Dr. med. Georg Harrer MD (A) | Propriozeption - Der Schlüssel zur Diagnose

Quelle: Osteopathie Schule Deutschland, Osteopathie Kongress 2013 zum Thema Faszien & Osteopathie - Abstracts -

 

Der grösste Sinn des Menschen ist die Propriozeption, die Eigenwahrnehmung. Sie ist nur schwer von der Nocizeption und der Oberflächenwahrnehmung abgrenzbar. Etwa die Hälfte aller Nervenfasern, Afferenzen genannt, dient dieser Wahrnehmung des eigenen Körpers. Die Sinnesorgane selbst sind aber Teil der Faszie. In letzter Konsequenz messen alle Propriozeptoren Formveränderungen der Faszie, sind also Mechanorezeptoren. Diese Messergebnisse werden dann über Nervenfasern zum zentralen Nervensystem geleitet.

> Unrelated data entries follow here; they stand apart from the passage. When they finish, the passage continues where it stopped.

PR #2760, opened 2025-11-14
Avoid tracing ID factory use

fractalwrench:
## Goal

Refactors `AnrOtelMapper` to create its own span ID/trace ID rather than requiring a dependency on `embrace-android-otel`. This is the only bit of instrumentation that requires this & longer-term I'd like to avoid the necessity of doing it this way.

### DIFF
--- a/embrace-android-features/src/main/kotlin/io/embrace/android/embracesdk/internal/instrumentation/anr/AnrOtelMapper.kt
+++ b/embrace-android-features/src/main/kotlin/io/embrace/android/embracesdk/internal/instrumentation/anr/AnrOtelMapper.kt
@@ -6,36 +6,37 @@ import io.embrace.android.embracesdk.internal.clock.millisToNanos
 import io.embrace.android.embracesdk.internal.instrumentation.anr.payload.AnrInterval
 import io.embrace.android.embracesdk.internal.instrumentation.anr.payload.AnrSample
 import io.embrace.android.embracesdk.internal.otel.payload.toEmbracePayload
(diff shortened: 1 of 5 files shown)


embrace-android-features/src/main/kotlin/io/embrace/android/embracesdk/internal/instrumentation/anr/AnrOtelMapper.kt
```diff
@@ -6,36 +6,37 @@ import io.embrace.android.embracesdk.internal.clock.millisToNanos
...
 class AnrOtelMapper(
     private val anrService: AnrService,
     private val clock: Clock,
     private val spanService: SpanService,
-    private val tracingIdFactory: TracingIdFactory,
+    private val random: Random = Random.Default,
 ) {
+
+    private companion object {
+        const val INVALID_SPAN_ID: String = "0000000000000000"
```
bidetofevil, line 29: Don't we have this defined somewhere else so you don't need to redefine it here?

fractalwrench: This is defined in `embrace-android-otel`. It felt problematic to add a dependency on the entire module given that we only need this and a function that generates a span/trace ID

bidetofevil: Yeah definitely. It conceptually feels like it doesn't belong here, so I think a future move can move this logic internal to where they would have access to that module.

Die Wissenschaft unterscheidet heute Organe für die Wahrnehmung von Faszien des Bewegungsapparates und der Eingeweide einerseits und Organe für die Wahrnehmung an Oberflächen. Über Kleidung, Verbände und dergleichen kann dieser Obeflächensinn sekundär für die Propriozeption genutzt werden. Der Schmerzsinn Nocizeption hat seinen Sitz ebenfalls in der Faszie. Die sogenannten freien Nervenendigungen, die eine Gewebsschädigung als Schmerz erfassen, werden exklusiv in bindegewebigen strukturen gefunden. Gemeinsam bilden Propriozeption und Nocizeption die Grundlage der Beschwerden unserer Patienten.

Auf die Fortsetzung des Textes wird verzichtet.